Micrurus bonita

Scientific classification
- Kingdom: Animalia
- Phylum: Chordata
- Class: Reptilia
- Order: Squamata
- Suborder: Serpentes
- Family: Elapidae
- Genus: Micrurus
- Species: M. bonita
- Binomial name: Micrurus bonita Nascimento, Graboski, Silva Jr. & Prudente, 2024

= Micrurus bonita =

- Genus: Micrurus
- Species: bonita
- Authority: Nascimento, Graboski, Silva Jr. & Prudente, 2024

Species of snake

Micrurus bonita is a species of coral snake in the family Elapidae. It is endemic to Brazil, where it is known from northeastern Brazil. The species was described in 2024 as part of an integrative taxonomic review of the Micrurus ibiboboca species complex.

== Taxonomy ==
Micrurus bonita was described by Lywouty R. S. Nascimento, Roberta Graboski, Nelson J. Silva Jr. and Ana Lúcia da Costa Prudente in 2024. The holotype is an adult male, CZGB 484, from Petrolândia, Pernambuco, Brazil.

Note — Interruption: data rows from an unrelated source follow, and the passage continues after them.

PR #231, opened 2018-11-15
Snippet standization cleanup

AlexJerabek:
Reverting these snippets back to the aforementioned pattern. It should be noted ScriptLab is what stripped them.


AlexJerabek:
Closing to respond to more feedback given offline.

AlexJerabek:
Responded to @kbrandl's offline feedback. Cleaned up descriptions, whitespace, and UI.notify (those go off when there's an error-like condition, whereas console.log displays information).

Also, the Table events works fine for me. What enivronment are you using?

PR #239, opened 2018-12-05
[Word] (Range) Point snippet at correct method

AlexJerabek:
The sample was being pointed at Paragraph.getTextRanges, instead of Range.getTextRanges.


snippet-extractor-output/snippets.yaml
```diff
@@ -2533,7 +2533,7 @@ Word.Paragraph.text:
         await context.sync();
         console.log(paragraph.text);
     });
-Word.Paragraph.getTextRanges:
+Word.Range.getTextRanges:
   - |-
     await Word.run(async (context) => {
         // Gets the complete sentence  (as range) associated with the insertion point.
```
ElizabethSamuel-MSFT: nit: could you clean up the spacing here?

AlexJerabek:
Thanks @ElizabethSamuel-MSFT. I cleaned up the spacing. Was that what you had in mind?

PR #242, opened 2018-12-21
[excel] (Chart) Clean up chart formatting snippet

AlexJerabek:
The output of this snippet always looked jarringly different than the others. Cleaned it up to use a similar set of sample data to the other chart snippets.

Also fixed a small bug in the chart axis formatting snippet and re-ran NPM start.


kbrandl:
@AlexJerabek looks like this PR also contains a new snippet (**excel-range-remove-duplicates**) -- is that expected?

AlexJerabek:
@kbrandl The remove duplicates snippet was checked in with PR #240.  It's only showing up here because of some syncing problem.

As for the console numbers being off, that's due to the fact blank rows are counted (as [documented here](https://github.com/OfficeDev/office-js-snippets/pull/240)). I'll adjust the snippet text accordingly.

PR #244, opened 2018-12-28
[excel] (Range) Adding find snippet

AlexJerabek:
This snippet covers the usage of `Range.find`. Users can search a table for text they enter in a text area and toggle various search criteria.


samples/excel/85-preview-apis/range-find.yaml
```diff
@@ -0,0 +1,171 @@
...
+                const sheet = context.workbook.worksheets.getItem("Sample");
+                const table = sheet.tables.getItem("ExpensesTable");
+                const searchRange = table.getRange();
+                const foundRange = searchRange.find($("#searchText").text(), {
+                    completeMatch: completeMatch,
+                    matchCase: matchCase,
+                    searchDirection: searchDirection
+                });
+                
+                foundRange.load("address");
```
kbrandl: Consider adding a code comment before this line to indicate that an error will be thrown if no match is found. This'll help the user to understand that the ItemNotFound error is by design (not a bug with the snippet). Maybe something along the lines of: 

`// Note: If no match was found, an ItemNotFound error will be thrown when this line attempts to load the address property.`

AlexJerabek:
Thanks @kbrandl! I added the note. It's actually the `Range.find` line throwing `ItemNotFound` when there's no match (I did some testing), so I put the note there.

PR #981, opened 2024-09-19
runtime-v2: fix the issue where old agents can't parse the process configuration with new attributes

brig:


brig:
maybe we should put this annotation on all the other "models"?

ibodrov:
I think we should. Just to simplify the upgrades.

brig:
> I think we should. Just to simplify the upgrades.

done

ibodrov (approved):

benbroadaway (approved):

PR #1001, opened 2024-10-22
runtime-v2: flush events on process error

brig:
and `EventReportingService` does not implement the `ExecutionListener` interface, as it's not supposed to :)


ibodrov (approved):

brig:
We probably don't need the `EventReportingService` interface... What do you think?

ibodrov:
> We probably don't need the `EventReportingService` interface... What do you think?

Agree, let's remote it. I guess the original idea was to provide alternative implementations in, for example, the CLI -- i.e. print out events instead of sending to the server. But I see that in the CLI we just provide our own Set<ExecutionListeners>.

brig:
> > We probably don't need the `EventReportingService` interface... What do you think?
> 
> Agree, let's remote it. I guess the original idea was to provide alternative implementations in, for example, the CLI -- i.e. print out events instead of sending to the server. But I see that in the CLI we just provide our own Set.

will remove it in separate PR. after this one: https://github.com/walmartlabs/concord/pull/1002

PR #1014, opened 2024-11-04
runtime-v2: introduce extraDependencies

ibodrov:
Draft while I'm working on tests.

When active profiles are merged only one `dependencies` list "wins" --
currently is is only possible to override the dependency list entirely.

The new `configuration.extraDependencies` parameter provides a way to
add new dependencies using profiles. All values from all active profiles
are combined.

For example:

```yaml
configuration:
  runtime: "concord-v2"
  dependencies:
    - mvn://com.walmartlabs.concord.plugins.basic:ansible-tasks:2.15.0
profiles:
  foo:
    configuration:
      dependencies:
        - mvn://com.walmartlabs.concord.plugins.basic:ansible-tasks:2.16.0
  bar:
      extraDependencies:
        - mvn://com.walmartlabs.concord.plugins:confluence-task:2.5.0
flows:
  default:
    - log: "Hi!"
```

Running this YAML normally (i.e. `activeProfiles=default`) should result in a process with only `mvn://com.walmartlabs.concord.plugins.basic:ansible-tasks:2.15.0` as a dependency.
Running with `activeProfiles=foo` should replace the dependency with 2.16.0 version.
Selecting both profiles (`activeProfiles=foo,bar`) should result in both ansible-tasks:2.16.0 and confluence-task:2.5.0 being added.


cli/src/main/java/com/walmartlabs/concord/cli/Run.java
```diff
@@ -256,10 +270,11 @@ public Integer call() throws Exception {
                 new CliServicesModule(secretStoreDir, targetDir, defaultTaskVars, new VaultProvider(vaultDir, vaultId), dependencyManager, verbosity))
                 .create();
 
+        // TODO ask brig why [separate loader], why [same targetDir], why [no imports]
```
brig, line 273: At this point, the entire project is already loaded, all imports have been processed, and everything is placed in the `targetDir`. this load will handle all files, including the imported ones...

when we load the project for the first time, we don't yet have an Injector, no listeners will be triggered :(

I think these listeners aren’t actually used anywhere—probably best to just get rid of them:)

ibodrov: Agree https://github.com/walmartlabs/concord/pull/1015

brig (dismissed):

benbroadaway (dismissed):

brig (approved):

brig (approved):

PR #1027, opened 2024-11-07
mocks-task: record task events for mocked tasks

brig:
- Now mocked tasks will send events with in/out parameters. Everything will look as if the original task was called; 
- Now it's not possible to mock a method that doesn't exist in the original task. I think this is better to make the behavior closer to a flow without mocks;
- If a task is mocked, the original task won’t even be created to prevent it from executing anything in its constructor.


ibodrov (approved):

brig:
docs: https://github.com/walmartlabs/concord-website/pull/176

PR #1035, opened 2024-11-12
server: add authorization check to User lookup endpoint in API

laurayco:
restricts UserResourceV2 to only allow a user to look up their own information or requires admin permissions.

### DIFF
--- a/server/impl/src/main/java/com/walmartlabs/concord/server/user/UserResourceV2.java
+++ b/server/impl/src/main/java/com/walmartlabs/concord/server/user/UserResourceV2.java
@@ -91,8 +91,8 @@ public class UserResourceV2 implements Resource {
 
         UUID authenticatedId = loggedIn.getId();
 
-        if(!authenticatedId.equals(id)) {
-            assertAdmin();
+        if(!authenticatedId.equals(id) && !Roles.isAdmin()) {
+            throw new UnauthorizedException("Users can only view their own information or must have admin privileges.");
         }
 
         return userDao.get(id);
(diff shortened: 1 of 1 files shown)


server/impl/src/main/java/com/walmartlabs/concord/server/user/UserResourceV2.java
```diff
@@ -66,12 +69,32 @@ public List<UserEntry> list(@QueryParam("offset") @DefaultValue("0") int offset,
...
     @Operation(description = "Get an existing user", operationId = "getUser")
     public UserEntry get(@PathParam("id") UUID id) {
+
+        UserPrincipal loggedIn = UserPrincipal.assertCurrent();
+
+        UUID authenticatedId = loggedIn.getId();
+
+        if(!authenticatedId.equals(id)) {
+            assertAdmin();
+        }
```
ibodrov, line 96: Let's inline the assertAdmin method and just do `...if (!Roles.isAdmin())...` right here. And let's be more specific in the error message. In the old UserResource the assert was strict all or nothing, and here it is more complicated.

```suggestion
        if(!authenticatedId.equals(id) && !Roles.isAdmin()) {
            throw new UnauthorizedException("Users can only view their own information or must have admin privileges.");
        }
```

or something like that.

ibodrov (changes requested):

server/impl/src/main/java/com/walmartlabs/concord/server/user/UserResourceV2.java
```diff
@@ -66,12 +69,32 @@ public List<UserEntry> list(@QueryParam("offset") @DefaultValue("0") int offset,
...
+    /*
+        throws unauthorized exception if user is not an admin,
+        copied from UserResource.java
+    */
+    private static void assertAdmin() {
+        if (!Roles.isAdmin()) {
+            throw new UnauthorizedException("Only admins can do that");
+        }
+    }
+
```
brig, line 82: unused, I think

```suggestion
```

ibodrov (approved):

PR #1048, opened 2024-12-07
concord-server: avoid security subject creation when it is not needed

ibodrov:


server/impl/src/main/java/com/walmartlabs/concord/server/security/SecurityUtils.java
```diff
@@ -44,31 +44,37 @@ public final class SecurityUtils {
...
-        Subject s = getSubject();
-        return s.isPermitted(permission);
+        Subject subject = getSubject();
+        if (subject == null) {
+            return false;
+        }
+        return subject.isPermitted(permission);
+    }
+
+    public static void bindSubject(Subject subject) {
```
brig, line 69: maybe add `unbindSubject()`?
bind here, unding in `ThreadContext` ...

PR #1059, opened 2024-12-31
runtime-v2: throw UserDefinedException from TaskResult.fail to tone down noise in logs

brig:
For example, in the case of TaskResult.fail("Docker process finished with exit code " + code), there’s no point in throwing a `RuntimeException` and printing the stack trace...

Values from `TaskResult` are now passed as `payload` in `UserDefinedException`


brig:
https://github.com/walmartlabs/concord/pull/1062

The specific epithet bonita refers to Maria Gomes de Oliveira, better known as Maria Bonita, a historical figure associated with the Cangaço movement in northeastern Brazil.

== Distribution ==
The type locality of Micrurus bonita is Petrolândia municipality, Pernambuco, Brazil. The Reptile Database lists the species from Pernambuco, and the original type series also includes paratypes from Alagoas.